Background technology
Carbon nanotube is widely used in polymkeric substance to the heat conduction of raising polymkeric substance, conduction and physicals etc. because of the structure of its uniqueness and the physical and chemical performance of excellence.But carbon nanotube itself has very high surface free energy, easily reunites, and not easily disperses in polymeric matrix, limit its application.The surface modification treatment of carbon nanotube is one of important channel of improving its dispersive ability in the polymer and then the excellent carbon nano-tube/polymer composite material of processability;
Hydroxy-terminated polybutadienes is liquid because of it at normal temperatures, and transparency is good, the low good processability of viscosity; And it and chainextender, linking agent react the cured article that can generate tridimensional network at ambient temperature or elevated temperature, this cured article has excellent mechanical property, good oil resistant and water resistance, particularly acid and alkali-resistance, wear-resisting, low temperature resistant and electrical insulation capability is better, become output in distant pawl series of fluids rubber maximum, purposes is a kind the most widely, is mainly used in the aspects such as solid propellant tackiness agent, polyurethane elastomer, material of construction, speciality coating, tackiness agent, Embedding Material, rubber and plastic and epoxy resin modification.Hydroxy-terminated polybutadienes gives its more characteristic by modification later, improves its performance, has widened the Application Areas of hydroxy-terminated polybutadienes.
Summary of the invention
The object of the invention is exactly the defect in order to make up prior art, provides a kind of fiber cis-1,4-polybutadiene rubber material and preparation method thereof.

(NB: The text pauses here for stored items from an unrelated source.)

Issue #1340, opened 2022-02-03
[BUG] DoNotOptimize() adds overhead with extra copy of argument(gcc)


alexgpg:
**Describe the bug**

On GCC DoNotOptimize() does full copy of an argument if it's not a pointer and slows down benchmark.
If an argument is big enough there is a memcpy() call for copy the agrument.
An argument object can be a big object so benchmark::DoNotOptimize() could add sufficient overhead and affect to benchmark results.

**System**
  - OS: Linux 5.16.2
  - Compiler and version:
    - GCC 11.0 (but looks like versions 4.1.2 - 11.12(all available on godbolt) is also affected)
    - clang 13.0.0
  - Google Benchmark: 1.6.1

**To reproduce**

Code to reproduce

1. Benchmark code

```c++
#include <benchmark/benchmark.h>
#include <array>

// Easy way to get a big size object.
static std::array<int, 1000000> arr{};

static void BM_Array(benchmark::State& state) {
  for (auto _ : state) {
    benchmark::DoNotOptimize(arr);
  }
}

static void BM_PtrToArray(benchmark::State& state) {
  for (auto _ : state) {
    benchmark::DoNotOptimize(&arr);
  }
}

BENCHMARK(BM_Array);
BENCHMARK(BM_PtrToArray);

BENCHMARK_MAIN();
```
2. Run for g++ and clang++

Run with g++

```
g++ -g -Ofast -march=native -lbenchmark -lpthread -o bench.bin main.cc
./bench.bin
--------------------------------------------------------
Benchmark              Time             CPU   Iterations
--------------------------------------------------------
BM_Array           81655 ns        81588 ns         8603
BM_PtrToArray      0.242 ns        0.241 ns   1000000000

```

**BM_PtrToArray is 338539 times(!) slower.**

Run with clang++

```
clang++ -g -Ofast -march=native -lbenchmark -lpthread -o bench.bin main.cc
./bench.bin
--------------------------------------------------------
Benchmark              Time             CPU   Iterations
--------------------------------------------------------
BM_Array           0.245 ns        0.244 ns   1000000000
BM_PtrToArray      0.240 ns        0.240 ns   1000000000
```

Results are approximately equal.

**Expected behavior**

Zero or a litle overhead fot DoNotOptimize(). No full copy of an argument.
Equal or approximately equal overhead as for clang.

**Additional context**

It's gcc assembly code for DoNotOptimize(). There is memcpy() call in code.

```
[...]

PR #1410, opened 2022-06-11
Fix DoNotOptimize() GCC copy overhead (#1340)

alexgpg:
- Fixed issue with GCC copy overhead
- Assembly tests for issued cases were added
- Specific compiler versions required for reliable tests passed assembly tests
  was added

## Fix/Workaround for the bug

The solution is the split DoNotOptimize() in two cases - value fits in register and value doesn't fit in a register. And use case-specific asm constraint.

The solution works with GCC starting 5 version because the fix requires std::is_trivially_copyable feature which is available since GCC 5 and newer.

## Add specific compiler versions for assembly tests

- Assembly tests are inherently non-portable. So explicitly add GCC and Clang versions required for reliable tests passed
- Write a warning message if the current compiler version isn't supported

## How to check

Use this **[Dockerfile](https://gist.github.com/alexgpg/959f7ded943e7d42100a2013c8f0f697#file-dockerfile)**.
Copy it and run

```
docker build --tag googlebench:1340fix .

The present invention is achieved by the following technical solutions:
A kind of fiber cis-1,4-polybutadiene rubber material, it is made up of the raw material of following weight parts:
Ethanol 18-20, the trichloroisocyanuric acid 1-2 of 90-95%, antioxidant D FC1-2, accelerant C A1-2, ethyl cellulose 4-6, carbon nanotube 30-40, hydroxy-terminated polybutadienes 50-60, n-methyl-2-pyrrolidone 200-300, boron oxide 5-7, cis-1,4-polybutadiene rubber 160-200, beta-hydroxy alkylamide 0.8-1, Xylo-Mucine 4-7, sulphur 1.3-2, boronation two molybdenum 2-4, magnesium hydroxide 2-3.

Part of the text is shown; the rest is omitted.